The Namespace Problem
<feed xmlns="http://www.w3.org/2005/Atom">
<entry>
<title>My Post</title>
</entry>
</feed>
This XPath fails because title is in the Atom namespace:
//title # finds nothing
//entry/title # finds nothing
The Solution: Register Namespaces
# lxml — register namespace prefixes
ns = {"atom": "http://www.w3.org/2005/Atom"}
titles = tree.xpath("//atom:title/text()", namespaces=ns)
# Multiple namespaces
ns = {
"soap": "http://schemas.xmlsoap.org/soap/envelope/",
"ns1": "http://example.com/service"
}
body = tree.xpath("//soap:Body/ns1:GetResponse", namespaces=ns)
local-name() Workaround
When you can't register namespaces, use local-name() to ignore the namespace entirely:
//*[local-name()='title'] # any title regardless of namespace
//*[local-name()='Body']/* # children of any Body element
This is a practical workaround but select all namespaces — use registered namespaces when possible for correctness.
XPath vs CSS Selectors
Knowing when to use each tool saves debugging time.
| Feature | XPath | CSS |
|---|---|---|
| Navigate up to parent | Yes (parent::, ancestor::) | No |
| Select by text content | Yes (text(), contains()) | No (in standard CSS) |
| Sibling traversal | Both directions | Forward only (~, +) |
| Attribute selection | Yes (@attr) | Yes ([attr]) |
| Position-based selection | Yes ([1], [last()]) | Yes (:nth-child()) |
| Works with XML namespaces | Yes | No |
| Browser support | Universal (via evaluate()) | Universal |
| Readability | Verbose | Concise |
| Performance in browsers | Slightly slower | Faster |
Rule of thumb: use CSS selectors for simple forward-only HTML selection in browsers. Use XPath when you need upward navigation, text content matching, namespace handling, or work with XML (not HTML).
XPath Cheat Sheet
Quick Reference
# Document root
/
# Any element anywhere
//*
# Element by tag
//div
# Element by ID
//div[@id='main']
# Element by class (exact)
//div[@class='container']
# Element by class (contains)
//div[contains(@class, 'btn')]
# Element by text
//button[text()='Submit']
# Element containing text
//p[contains(text(), 'error')]
# First / last / nth
//li[1] //li[last()] //li[3]
# All attributes
//@*
# Specific attribute value
//a/@href
# Parent
//span/parent::div
# Ancestor
//td/ancestor::table
# Following sibling
//dt/following-sibling::dd[1]
# Count
count(//input[@required])
# Exists check
boolean(//div[@id='error'])
Common Mistakes
Off-by-one errors — XPath is 1-indexed, not 0-indexed. //li[1] is the first element, //li[0] returns nothing.
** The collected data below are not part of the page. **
PR #189, opened 2022-04-27
Feature/get tests elasticsearch source

adrianfusco:
- Adding method get_tests for elasticsearch_jobs
- I've realized that some documents have bad information registered in the test_time field. Not just the time but more information. For now I'll catch this and avoid it when it happens (there's a task open).

### DIFF
--- a/cibyl/models/ci/job.py
+++ b/cibyl/models/ci/job.py
@@ -47,10 +47,7 @@ class Job(Model):
                                    description="Job builds"),
                           Argument(name='--last-build', arg_type=str,
                                    func='get_builds', nargs=0,
-                                   description="Last build for job"),
-                          Argument(name='--build-number', arg_type=str,
-                                   func='get_builds', nargs="*",
-                                   description="Specific build for job")]
+                                   description="Last build for job")]
         }
     }
 
--- a/cibyl/models/ci/job.py
+++ b/cibyl/models/ci/job.py
@@ -47,7 +47,10 @@ class Job(Model):
                                    description="Job builds"),
                           Argument(name='--last-build', arg_type=str,
                                    func='get_builds', nargs=0,
-                                   description="Last build for job")]
+                                   description="Last build for job"),
+                          Argument(name='--build-number', arg_type=str,
+                                   func='get_builds', nargs="*",
+                                   description="Specific build for job")]
         }
     }
 
--- a/cibyl/sources/elasticsearch/api.py
+++ b/cibyl/sources/elasticsearch/api.py
@@ -96,7 +96,7 @@ class ElasticSearchOSP(Source):
         :return: List of hits.
         """
         try:
-            LOG.info("Using the following query: {}"
+            LOG.debug("Using the following query: {}"
                      .format(str(query).replace("'", '"')))
             hits = [item for item in scan(
                 self.es_client,
@@ -422,7 +422,7 @@ class ElasticSearchOSP(Source):
             try:
                 test_duration = float(hit['_source']['test_time'])*1000
             except ValueError:
-                LOG.warning("'test_time' field is not well parsed in "
+                LOG.debug("'test_time' field is not well parsed in "
                             "elasticsearch for job: %s and build ID: %s",
                             job_name,
                             build_number
--- a/cibyl/sources/elasticsearch/api.py
+++ b/cibyl/sources/elasticsearch/api.py
@@ -408,7 +408,6 @@ class ElasticSearchOSP(Source):
                              for status in
                              kwargs.get('build_number').value]
 
-        results = []
         hits = []
         for job in jobs_found:
             query_body['query']['bool']['must'][0] = {
@@ -433,9 +432,6 @@ class ElasticSearchOSP(Source):
                 if results:
                     for result in results:
                         hits.append(result)
-
-        if not results:
-            return jobs_found
 
         for hit in hits:
             job_name = hit['_source']['job_name']
@@ -477,11 +473,7 @@ class ElasticSearchOSP(Source):
                 )
             )
 
-        return AttributeDictValue(
-            "jobs",
-            attr_type=Job,
-            value=jobs_found
-        )
+        return jobs_found
 
 
 class QueryTemplate():
--- a/cibyl/sources/elasticsearch/api.py
+++ b/cibyl/sources/elasticsearch/api.py
@@ -402,12 +402,9 @@ class ElasticSearchOSP(Source):
             "sort": [{"timestamp.keyword": {"order": "desc"}}]
         }
 
-        build_numbers = []
-        if 'build_number' in kwargs:
-            build_numbers = [status.upper()
-                             for status in
-                             kwargs.get('build_number').value]
-
+        build_numbers = [status.upper()
+                         for status in
+                         kwargs.get('builds').value]
         hits = []
         for job in jobs_found:
             query_body['query']['bool']['must'][0] = {
--- a/cibyl/sources/elasticsearch/api.py
+++ b/cibyl/sources/elasticsearch/api.py
@@ -389,7 +389,6 @@ class ElasticSearchOSP(Source):
 
         results = []
         hits = []
-        job_objects = {}
         for job in jobs_found:
             query_body['query']['bool']['must'][0] = {
                 "match": {
@@ -413,16 +412,13 @@ class ElasticSearchOSP(Source):
 
         for hit in hits:
             job_name = hit['_source']['job_name']
-            job_url = hit['_source']['job_url']
             build_number = hit['_source']['build_num']
-            job_objects[job_name] = Job(
-                name=job_name,
-                url=job_url
+            test_name = hit['_source']['test_name']
+            test_status = hit['_source']['test_status']
+            class_name = hit['_source'].get(
+                'test_class_name',
+                'unknown'
             )
-            build_object = Build(
-                build_id=build_number
-            )
-
             # Some build is not parsed good and contains
             # More info than a time in the field
             try:
@@ -435,16 +431,13 @@ class ElasticSearchOSP(Source):
                             )
                 continue
 
-            test_name = hit['_source']['test_name']
-            test_status = hit['_source']['test_status']
-            class_name = hit['_source'].get(
-                'test_class_name',
-                'unknown'
+            build_object = Build(
+                build_id=build_number
             )
 
-            job_objects[job_name].add_build(build_object)
+            jobs_found[job_name].add_build(build_object)
 
-            job_objects[job_name].builds[build_number].add_test(
+            jobs_found[job_name].builds[build_number].add_test(
                 Test(
                     name=test_name,
                     result=test_status,
@@ -452,11 +445,7 @@ class ElasticSearchOSP(Source):
                     class_name=class_name
                 )
             )
-            print(
-                job_objects[job_name].builds[build_number].tests
-            )
-
-        return AttributeDictValue("jobs", attr_type=Job, value=job_objects)
+        return AttributeDictValue("jobs", attr_type=Job, value=jobs_found)
 
 
 class QueryTemplate():
--- a/cibyl/sources/elasticsearch/api.py
+++ b/cibyl/sources/elasticsearch/api.py
@@ -435,7 +435,7 @@ one')
 
         for hit in hits:
             job_name = hit['_source']['job_name']
-            build_number = hit['_source']['build_num']
+            build_number = str(hit['_source']['build_num'])
             test_name = hit['_source']['test_name']
             test_status = hit['_source']['test_status']
             class_name = hit['_source'].get(
@@ -459,11 +459,6 @@ one')
                           )
                 continue
 
-            build_object = Build(
-                build_id=build_number
-            )
-
-            job_builds_found[job_name].add_build(build_object)
             job_builds_found[job_name].builds[build_number].add_test(
                 Test(
                     name=test_name,
--- a/cibyl/sources/elasticsearch/api.py
+++ b/cibyl/sources/elasticsearch/api.py
@@ -25,6 +25,7 @@ from cibyl.exceptions.elasticsearch import ElasticSearchError
 from cibyl.models.attribute import AttributeDictValue
 from cibyl.models.ci.build import Build
 from cibyl.models.ci.job import Job
+from cibyl.models.ci.test import Test
 from cibyl.plugins.openstack.deployment import Deployment
 from cibyl.sources.elasticsearch.client import ElasticSearchClient
 from cibyl.sources.source import Source, speed_index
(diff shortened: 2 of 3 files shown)


JoseSilvaHermida (commented):
I tested it and it works, but I noticed it shows all the builds with all their tests.

The implementation for Jenkins just returns the tests for the last completed build of each job.
I don't know which one of the two approaches is the preferred one... any suggestions?

cibyl/sources/elasticsearch/api.py
```diff
@@ -95,16 +96,14 @@ def __query_get_hits(self: object, query: dict, index: str = '*') -> list:
...
-                LOG.info("Using the following query: {}"
-                         .format(str(query).replace("'", '"')))
-                hits = [item for item in scan(
-                    es_connection,
-                    index=index,
-                    query=query,
-                    size=10000
-                )]
-            es_connection.transport.close()
+            LOG.info("Using the following query: {}"
```
cescgina, line 99: I think this should be moved to debug

adrianfusco:
> I would say that showing the tests for last completed build is probably the most useful option for most cases, particularly if the user is more interested on which tests are run. However, it maybe could be useful to see the result of a test for all builds, so maybe we want to support that too. We can raise the topic in the weekly if there is time.

@JoseSilvaHermida @cescgina 

Unfortunately there are documents stored that has the tests and the build number but not the build status.

cibyl/sources/elasticsearch/api.py
```diff
@@ -355,6 +354,98 @@ def get_deployment(self, **kwargs):
...
+            class_name = hit['_source'].get(
+                'test_class_name',
+                None
+            )
+            # Some build is not parsed good and contains
+            # More info than a time in the field
+            try:
+                test_duration = float(hit['_source']['test_time'])*1000
+            except ValueError:
+                LOG.warning("'test_time' field is not well parsed in "
```
cescgina, line 425: This line should probably go to debug too, I did a query for just one job and I got 200 of this warnings. That's fine at debug level, but not sure if we should show that in a normal run

cibyl/sources/elasticsearch/api.py
adrianfusco: Done.

cibyl/sources/elasticsearch/api.py
adrianfusco: Done.

cibyl/sources/elasticsearch/api.py
```diff
@@ -95,16 +96,14 @@ def __query_get_hits(self: object, query: dict, index: str = '*') -> list:
...
-                LOG.info("Using the following query: {}"
-                         .format(str(query).replace("'", '"')))
-                hits = [item for item in scan(
-                    es_connection,
-                    index=index,
-                    query=query,
-                    size=10000
-                )]
-            es_connection.transport.close()
+            LOG.debug("Using the following query: {}"
```
cescgina, line 99: Flake8 is complaining about the indentation of the second line. With logging you can use lazy old-style formatting, like this:
```python
LOG.debug("Using the following query: %s",
          str(query).replace("'", '"')) 
```
which pylint also prefers

adrianfusco: I didn't have time to check it. Change done.

bregman-arie:
> > I would say that showing the tests for last completed build is probably the most useful option for most cases, particularly if the user is more interested on which tests are run. However, it maybe could be useful to see the result of a test for all builds, so maybe we want to support that too. We can raise the topic in the weekly if there is time.
> 
> @JoseSilvaHermida @cescgina
> 
> Unfortunately there are documents stored that has the tests and the build number but not the build status.

I think we shouldn't support `cibyl --tests` by itself. It should probably require the user to add job name.

adrianfusco:
> > > I would say that showing the tests for last completed build is probably the most useful option for most cases, particularly if the user is more interested on which tests are run. However, it maybe could be useful to see the result of a test for all builds, so maybe we want to support that too. We can raise the topic in the weekly if there is time.
> > 
> > 
> > @JoseSilvaHermida @cescgina
> > Unfortunately there are documents stored that has the tests and the build number but not the build status.
> 
> I think we shouldn't support `cibyl --tests` by itself. It should probably require the user to add job name.

The problem isn't the job name. Actually we're testing it using a single job name. The thing is if we want to show all the tests of an specific build, all builds or the last successful build. We need to clarify it to adjust all the sources because there's a discrepancy right now.

bregman-arie:
> > > > I would say that showing the tests for last completed build is probably the most useful option for most cases, particularly if the user is more interested on which tests are run. However, it maybe could be useful to see the result of a test for all builds, so maybe we want to support that too. We can raise the topic in the weekly if there is time.
> > > 
> > > 
> > > @JoseSilvaHermida @cescgina
> > > Unfortunately there are documents stored that has the tests and the build number but not the build status.
> > 
> > 
> > I think we shouldn't support `cibyl --tests` by itself. It should probably require the user to add job name.
> 
> The problem isn't the job name. Actually we're testing it using a single job name. The thing is if we want to show all the tests of an specific build, all builds or the last successful build. We need to clarify it to adjust all the sources because there's a discrepancy right now.

So I can say for sure that we don't want to show the tests of all builds.
Let's choose between last successful build or last build and make sure that we align this behavior (and test it) across sources.

At the same time please make sure with Jose that `cibyl --tests` will throw an exception to the user asking it specify specific job(s)

adrianfusco:
- Added new `Argument` in the `arguments` list of the `Job` class with the name `--build-number`.
- Added filtering by `--build-number` in `get_tests` and `get_builds`
- Added more tests.

cibyl/sources/elasticsearch/api.py
```diff
@@ -355,6 +364,125 @@ def get_deployment(self, **kwargs):
...
+                }
+            },
+            "sort": [{"timestamp.keyword": {"order": "desc"}}]
+        }
+
+        build_numbers = []
+        if 'build_number' in kwargs:
+            build_numbers = [status.upper()
+                             for status in
+                             kwargs.get('build_number').value]
```
jsanemet, line 409: If 'build_number' is not on kwargs, this will crash because you will try to access an attribute on a None object.

cibyl/sources/elasticsearch/api.py
```diff
@@ -355,6 +364,125 @@ def get_deployment(self, **kwargs):
...
+        results = []
+        hits = []
+        for job in jobs_found:
+            query_body['query']['bool']['must'][0] = {
+                "match": {
+                    "job_name.keyword": f"{job}"
+                }
+            }
+            for build_number in build_numbers:
+                query_body['query']['bool']['must'][1]['bool']['should'] = {
```
jsanemet, line 420: Be careful using index access so freely. If just one of these indexes does not exist, then you will get an AttributeError out of here.

cibyl/sources/elasticsearch/api.py
```diff
@@ -355,6 +364,125 @@ def get_deployment(self, **kwargs):
...
+        }
+
+        build_numbers = []
+        if 'build_number' in kwargs:
+            build_numbers = [status.upper()
+                             for status in
+                             kwargs.get('build_number').value]
+
+        results = []
+        hits = []
```
jsanemet, line 412: As far as I can tell, 'hits' and 'results' are copies of one another. I think you can get rid of one of them.

cibyl/sources/elasticsearch/api.py
```diff
@@ -355,6 +364,125 @@ def get_deployment(self, **kwargs):
...
+                    result=test_status,
+                    duration=test_duration,
+                    class_name=class_name
+                )
+            )
+
+        return AttributeDictValue(
+            "jobs",
+            attr_type=Job,
+            value=jobs_found
```
jsanemet, line 483: 'jobs_found' is already an 'AttributeDictValue'. This output will not be usable.

cibyl/sources/elasticsearch/api.py
```diff
@@ -355,6 +364,125 @@ def get_deployment(self, **kwargs):
...
+
+                # We need to process all the results because
+                # in the same build we can have different tests
+                # So we can't use '"size": 1' in the query
+                if results:
+                    for result in results:
+                        hits.append(result)
+
+        if not results:
+            return jobs_found
```
jsanemet, line 438: Why bother with this check? The next loop will pass through if 'len(hits) == 0'.

jsanemet (changes requested):
I have added a couple comments regarding the code itself. Mostly details, but there a few that should be reviewed.

cibyl/sources/elasticsearch/api.py
adrianfusco: There will no be problem with this, I replace always the same index that is a dictionary that contains a DSL `match` directive.

cibyl/sources/elasticsearch/api.py
adrianfusco: Can you clarify this case and the command?
```
cibyl -vvv -d --sources elasticsearch --jobs **name_test** --tests
```
It doesn't crash and it's implemented in other previous methods.

cibyl/models/ci/job.py
```diff
@@ -47,7 +47,10 @@ class Job(Model):
                                    description="Job builds"),
                           Argument(name='--last-build', arg_type=str,
                                    func='get_builds', nargs=0,
-                                   description="Last build for job")]
+                                   description="Last build for job"),
+                          Argument(name='--build-number', arg_type=str,
```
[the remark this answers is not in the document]
adrianfusco: Then I understand this situations is similar when we delete `--job-name` and we just used `--jobs`. Is it right?

cibyl/sources/elasticsearch/api.py
adrianfusco: You're right. Before I needed to access to some index of `results` now it's not necessary. I deleted it.

cibyl/sources/elasticsearch/api.py
adrianfusco: Done.

cibyl/models/ci/job.py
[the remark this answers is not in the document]
cescgina: Yes, there was a --build-id argument that was deprecated in favor of --builds. As @jsanemet  said, the --build-number is not really necessary

cibyl/sources/elasticsearch/api.py
jsanemet: Sorry, my bad. You already checked that the argument is there on line 406, so what I said is not going to happen.

cibyl/sources/elasticsearch/api.py
jsanemet: Ok, if you know it will not bring trouble you can close this one down.

cibyl/models/ci/job.py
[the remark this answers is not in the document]
adrianfusco: Thanks for clarify, I'll delete it and implement in the other way

adrianfusco:
- Changed call done from `get_tests` from `get_jobs` to `get_builds`:

1. We'll avoid one call.
2. The `get_builds` method will handle the logic according to the arguments passed: `--builds`, `--builds num_1 num_2 ...`, `--last-build`

cibyl/sources/elasticsearch/api.py
```diff
@@ -355,6 +365,116 @@ def get_deployment(self, **kwargs):
...
+
+        hits = []
+        for job in job_builds_found:
+            query_body['query']['bool']['must'][0] = {
+                "match": {
+                    "job_name.keyword": f"{job}"
+                }
+            }
+            builds = job_builds_found[job].builds
+            for build_number, _ in builds.items():
```
cescgina, line 418: Since you just want the dictionary key you can simply iterate with
```python
for build_numb in builds:
```

adrianfusco: You're right. Changed! Thx.

cibyl/sources/elasticsearch/api.py
```diff
@@ -355,6 +365,116 @@ def get_deployment(self, **kwargs):
...
+                    test_duration = float(test_duration)*1000
+            except ValueError:
+                LOG.debug("'test_time' field is not well parsed in "
+                          "elasticsearch for job: %s and build ID: %s",
+                          job_name,
+                          build_number
+                          )
+                continue
+
+            build_object = Build(
```
cescgina, line 462: Do you need to create this Build object? The call to get_builds should ensure that is already created, shouldn't it? If so, you could skip lines 462-466 and just add the test

cibyl/sources/elasticsearch/api.py
```diff
@@ -355,6 +365,116 @@ def get_deployment(self, **kwargs):
...
+                build_id=build_number
+            )
+
+            job_builds_found[job_name].add_build(build_object)
```
JoseSilvaHermida, line 466: I tested it
`$ cibyl --jobs DFG-network-networking-ovn-17.0_director-rhel-virthost-3cont_2comp_1ipa-ipv4-vlan-tls --tests --last-build
INFO     cibyl.sources.elasticsearch.client Connection established successfully with elasticsearch instance: http://seal52.qa.lab.tlv.redhat.com:9200
INFO     cibyl.orchestrator   Took 8.00s to query system osp_jenkins using source elasticsearch of type elasticsearch using method get_tests
Environment: osp_phases
  System: osp_jenkins
      Job: DFG-network-networking-ovn-17.0_director-rhel-virthost-3cont_2comp_1ipa-ipv4-vlan-tls
        Build: 13
          Status: FAILURE
        Build: 13
          Test: test_create_subnet_when_quotas_is_full[id-0b7f99e3-9f77-45ce-9a89-b39a184de618,negative]
            Result: SUCCESS
`
This output shows Build 13 twice.
I think this line triggers that, can you review it?

JoseSilvaHermida (changes requested):

cibyl/sources/elasticsearch/api.py
adrianfusco: Since I changed the call from `get_jobs` to `get_builds` and we don't have calls to Elasticsearch to get the builds from this method, no, we don't need this build object. Thx. Change done.

cibyl/sources/elasticsearch/api.py
adrianfusco: Change done: https://github.com/rhos-infra/cibyl/pull/189#discussion_r862707186

cibyl/sources/elasticsearch/api.py
```diff
@@ -136,6 +136,12 @@ def get_builds(self: object, **kwargs: Argument):
                 build_statuses = [status.upper()
                                   for status in
                                   kwargs.get('build_status').value]
+            build_numbers = []
```
cescgina, line 139: This can be deleted I think

cibyl/sources/elasticsearch/api.py
```diff
@@ -154,6 +160,10 @@ def get_builds(self: object, **kwargs: Argument):
                         build['_source']['build_result'] not in build_statuses:
                     continue
 
+                if 'build_number' in kwargs and \
```
cescgina, line 163: This is also unnecessary

cescgina (changes requested):
Just need to remove a few lines of dead code and should be ready to merge

cibyl/sources/elasticsearch/api.py
adrianfusco: Since `--build-number` has been deleted, yes, we can remove it. I didn't realize to do this change from the moment it wasn't deleted of the `Job` class. Done.

cibyl/sources/elasticsearch/api.py
adrianfusco: Since `--build-number` has been deleted, yes, we can remove it. I didn't realize to do this change from the moment it wasn't deleted of the `Job` class. Done.

cescgina (approved):
Looks great, thanks for the changes.

JoseSilvaHermida (approved):

adrianfusco:
Thanks to everyone for the reviews.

Greedy descendant axis — //tr searches the entire document every time. Inside a loop, use relative paths (.//td) relative to each row element.
Text node vs element content — //h1/text() returns the text node as a string. //h1 returns the element node — use .text_content() in lxml or .textContent in JavaScript to get the text.
Whitespace in text() — HTML frequently includes leading/trailing whitespace in text nodes. Use normalize-space(text())='Target' instead of text()='Target' for reliable matching.
Namespace forgetting — A namespace declaration on the root element affects all descendants. If your XPath finds nothing on namespaced XML, that's almost always the cause.
Dynamic attributes — Generated class names or IDs change on every build. Prefer stable semantic attributes like data-testid, name, role, or structural positions over dynamic ones.